Houston Cellular Telephone Company, L.P.
- Type: Holding of AT&T Mobility
- Industry: Telecommunications
- Founded: 1984
- Founder: Michael Hunt
- Defunct: 2000
- Headquarters: Houston, Texas, US
- Area served: Southeast Texas
- Parent: AT&T Mobility
- Website: houstoncellular.com at the Wayback Machine (archived 1999-02-08)

= Houston Cellular =

Houston Cellular was a Houston-based cell phone company which provided AMPS and D-AMPS (TDMA) service in the Greater Houston area. It was formed in 1983 and was operated as a partnership between LIN Broadcasting Corp., Mobile Communication Corp. of America and BellSouth Co. Its headquarters were located in Houston, Texas.

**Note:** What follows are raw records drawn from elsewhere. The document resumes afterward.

PR #189, opened 2018-05-26
Several improvements for Global Resource Manager connection

jupe:
## Status
**IN PROGRESS**

Relates to MBEDOSTEST-37

## Changes:
* remove obsolete API usages and use new one
* fixes bug from read in case of reading fails
* fixes finish to releasing resource in case of close_connection fails
* fix connected function
* connected() validates that resource is also allocated
* validates that write() success
* release resource if flash or connection fails
* catch generic Exception when allocate fails
* validates that resource is allocated and connected before writing/reading it
* validates that resource is allocated before releasing
* improve traces
* pylint cleaning
* add basic tests

### DIFF
--- a/mbed_host_tests/host_tests_conn_proxy/conn_primitive_remote.py
+++ b/mbed_host_tests/host_tests_conn_proxy/conn_primitive_remote.py
@@ -21,7 +21,7 @@ from mbed_host_tests.host_tests_conn_proxy.conn_primitive import ConnectorPrimit
 
 
 class RemoteConnectorPrimitive(ConnectorPrimitive):
-    def __init__(self, name, config):
+    def __init__(self, name, config, importer = __import__):
         ConnectorPrimitive.__init__(self, name)
         self.config = config
         self.target_id = self.config.get('target_id', None)
@@ -44,14 +44,14 @@ class RemoteConnectorPrimitive(ConnectorPrimitive):
         self.client = None
 
         # Initialize remote resource manager
-        self.__remote_init()
+        self.__remote_init(importer)
 
-    def __remote_init(self):
+    def __remote_init(self, importer):
         """! Initialize DUT using GRM APIs """
 
         # We want to load global resource manager module by name from command line (switch --grm)
         try:
-            self.remote_module = __import__(self.grm_module)
+            self.remote_module = importer(self.grm_module)
         except ImportError as error:
             self.logger.prn_err("unable to load global resource manager '%s' module!" % self.grm_module)
             self.logger.prn_err(str(error))
@@ -95,7 +95,7 @@ class RemoteConnectorPrimitive(ConnectorPrimitive):
         try:
             serial_parameters = self.remote_module.SerialParameters(baudrate=baudrate)
             self.selected_resource.open_connection(parameters=serial_parameters)
-        except self.remote_module.resources.ResourceError as error:
+        except Exception as error:
             self.logger.prn_inf("open_connection() failed")
             raise error
 
@@ -105,7 +105,7 @@ class RemoteConnectorPrimitive(ConnectorPrimitive):
         try:
             if self.connected():
                 self.selected_resource.close_connection()
-        except self.remote_module.resources.ResourceError as error:
+        except Exception as error:
             self.logger.prn_err("RemoteConnectorPrimitive.disconnect() failed, reason: " + str(error))
 
     def __remote_reset(self):
@@ -131,7 +131,7 @@ class RemoteConnectorPrimitive(ConnectorPrimitive):
         data = str()
         try:
             data = self.selected_resource.read(count)
-        except self.remote_module.resources.ResourceError as error:
+        except Exception as error:
             self.logger.prn_err("RemoteConnectorPrimitive.read(%d): %s" % (count, str(error)))
         return data
 
@@ -143,7 +143,7 @@ class RemoteConnectorPrimitive(ConnectorPrimitive):
                 if log:
                     self.logger.prn_txd(payload)
                 return True
-            except self.remote_module.resources.ResourceError as error:
+            except Exception as error:
                 self.LAST_ERROR = "remote write error: %s" % str(error)
                 self.logger.prn_err(str(error))
         return False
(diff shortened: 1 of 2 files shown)


jupe:
ci/circleci failure doesn't seems to related to this PR

jupe:
There is probably still something I did not fixed/recognised so need good reviewing :)

jupe:
@OPpuolitaival do you want to try this out in e2e perspective :) ?

OPpuolitaival:
@jupe I cannot test now. @jupe do we have new RAAS available if @studavekar can do some testing for this?

jupe:
this does not related to any specific server version, only client side..

mbed_host_tests/host_tests_conn_proxy/conn_primitive_remote.py
```diff
@@ -71,38 +72,41 @@ def __remote_init(self):
         # Automatic selection and allocation of a resource
         try:
             self.selected_resource = self.client.allocate(self.allocate_requirements)
-
-        except self.remote_module.resources.ResourceError as e:
-            self.logger.prn_err("can't allocate resource: '%s', reason: %s"% (self.platform_name, str(e)))
+        except Exception as error:
```
bridadan: Typically we don't want to do general "catch all" exceptions. Is there not a more specific exception you can "except" on?

mbed_host_tests/host_tests_conn_proxy/conn_primitive_remote.py
```diff
@@ -71,38 +72,41 @@ def __remote_init(self):
...
 
     def __remote_disconnect(self):
         if not self.selected_resource:
             raise Exception("remote resource not exists!")
-        if self.selected_resource.is_connected:
-            self.selected_resource.closeConnection()
+        try:
+            if self.connected():
+                self.selected_resource.close_connection()
+        except Exception as error:
```
bridadan: Same concern here regarding `Exception`.

mbed_host_tests/host_tests_conn_proxy/conn_primitive_remote.py
```diff
@@ -114,51 +118,59 @@ def __remote_reset(self):
...
         if not self.selected_resource.flash(filename, forceflash=forceflash):
             raise Exception("remote resources flashing failed!")
 
     def read(self, count):
         """! Read 'count' bytes of data from DUT """
-        if not self.selected_resource:
+        if not self.connected():
             raise Exception("remote resource not exists!")
-        date = str()
+        data = str()
```
bridadan: Ew, good catch!

mbed_host_tests/host_tests_conn_proxy/conn_primitive_remote.py
```diff
@@ -114,51 +118,59 @@ def __remote_reset(self):
...
-            if log:
-                self.logger.prn_txd(payload)
-        return True
+        if self.connected():
+            try:
+                self.selected_resource.write(payload)
+                if log:
+                    self.logger.prn_txd(payload)
+                return True
+            except Exception as error:
```
bridadan: `Exception` issue here as well.

mbed_host_tests/host_tests_conn_proxy/conn_primitive_remote.py
```diff
@@ -114,51 +118,59 @@ def __remote_reset(self):
...
-            self.selected_resource,
-            self.selected_resource.is_connected])
+        return self.allocated() and self.selected_resource.is_connected
+
+    def __remote_release(self):
+        try:
+            if self.allocated():
+                self.selected_resource.release()
+                self.selected_resource = None
+        except Exception as error:
```
bridadan: `Exception` issue here as well.

mbed_host_tests/host_tests_conn_proxy/conn_primitive_remote.py
jupe: I totally agree that generic catch should be avoided. When I did these changes I was thinking same thing and how to tackle case when exception class name is client specific. Maybe only way to avoid generic catch is to specify exception class name to genric and document it.. that would be breaking change..

mbed_host_tests/host_tests_conn_proxy/conn_primitive_remote.py
```diff
@@ -71,38 +72,41 @@ def __remote_init(self):
...
+        self.logger.prn_inf("opening connection to platform at baudrate='%s'" % baudrate)
         if not self.selected_resource:
             raise Exception("remote resource not exists!")
         try:
-            serial_parameters = self.remote_module.SerialParameters(lineMode=False, baudrate=baudrate, bufferSize=buffer_size)
-            self.selected_resource.openConnection(parameters=serial_parameters)
-        except self.remote_module.resources.ResourceError as e:
-            self.logger.prn_inf("openConnection() failed")
-            raise e
+            serial_parameters = self.remote_module.SerialParameters(baudrate=baudrate)
```
studavekar: @jupe thanks for taking out obsolete parameters.

mbed_host_tests/host_tests_conn_proxy/conn_primitive_remote.py
```diff
@@ -114,51 +118,59 @@ def __remote_reset(self):
...
-                if self.selected_resource.is_connected:
-                    self.selected_resource.closeConnection()
-                if self.selected_resource.is_allocated:
-                    self.selected_resource.release()
-                    self.selected_resource = None
-            except self.remote_module.resources.ResourceError as e:
-                self.logger.prn_err("RemoteConnectorPrimitive.finish() failed, reason: " + str(e))
+        if self.allocated():
+            self.__remote_disconnect()
+            self.__remote_release()
```
studavekar: 👍

mbed_host_tests/host_tests_conn_proxy/conn_primitive_remote.py
jupe: Actually I think current approach is just good in this case. All generic try-catch are very restricted so that they catch only client call exceptions. There is no any "wide" try-catches in this file. Also this way we doesn't need to document here specific exception class names - it's enough that client throws any exception which based on `Exception`. And bonus - doesn't need to change any client libraries..  ;) . @bridadan  what do you think ?

bridadan: I don't have a better idea so I suppose it's ok for now!

PR #191, opened 2018-06-08
Fixing incorrect inclusion of fastmodel as default connproxy

bridadan:
This should fix https://github.com/ARMmbed/greentea/issues/274#issuecomment-395660594.

Could you take a quick look @jamesbeyond?


theotherjimmy:
Oh, that's bad.

jamesbeyond:
How could I missed that! My mistake!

Through a series of acquisitions and mergers, within 10 years, the company consisted of a two-way partnership between BellSouth and AT&T Wireless. This partnership was also known as BellSouth Mobility, LLC. Houston Cellular began providing service in May 1986.

==History==
Houston Cellular was formed as a result of the October 1983 Federal Communications Commission's ruling that set aside sufficient frequencies for the operation of two cellular systems in each metropolitan area. In the early 1990s, this ruling was expanded with the advent of the 800 and 1900 MHz protocols, which are also known as PCS). The ruling reserved one system for application by local phone companies. In Houston, the competing non-local company service was applied by GTE Mobilnet.

In June 2000, the above-mentioned FCC ruling was repealed and GTE merged with Bell Atlantic to form Verizon Wireless. At that time, AT&T Wireless sold its 55% stake in Houston Cellular to BellSouth. AT&T Wireless then bought 20 MHz of the CDMA spectrum owned by the outgoing PrimeCo (which was swallowed in the formation of Verizon Wireless). This purchase of frequencies was used to directly compete in the Houston market with D-AMPS (TDMA) service. Additionally, Southwestern Bell Mobile Systems, a division of Southwestern Bell Telephone Company, was also partnered with GTE, a partnership which that was later dissolved.

In 2001, BellSouth partnered with Southwestern Bell Mobile Systems. This partnership renamed the division from BellSouth Mobility, LLC to Cingular Wireless, LLC. It also transformed Houston Cellular into Cingular Wireless.

==Later developments==
In 2006, the parent company of Southwestern Bell Mobile Systems, AT&T Inc., acquired BellSouth. Eventually, this led to the renaming of Cingular Wireless, LLC to AT&T Mobility, LLC. The service was later branded as "Wireless from AT&T, formerly Cingular Wireless", "Wireless from AT&T", and is now simply "AT&T".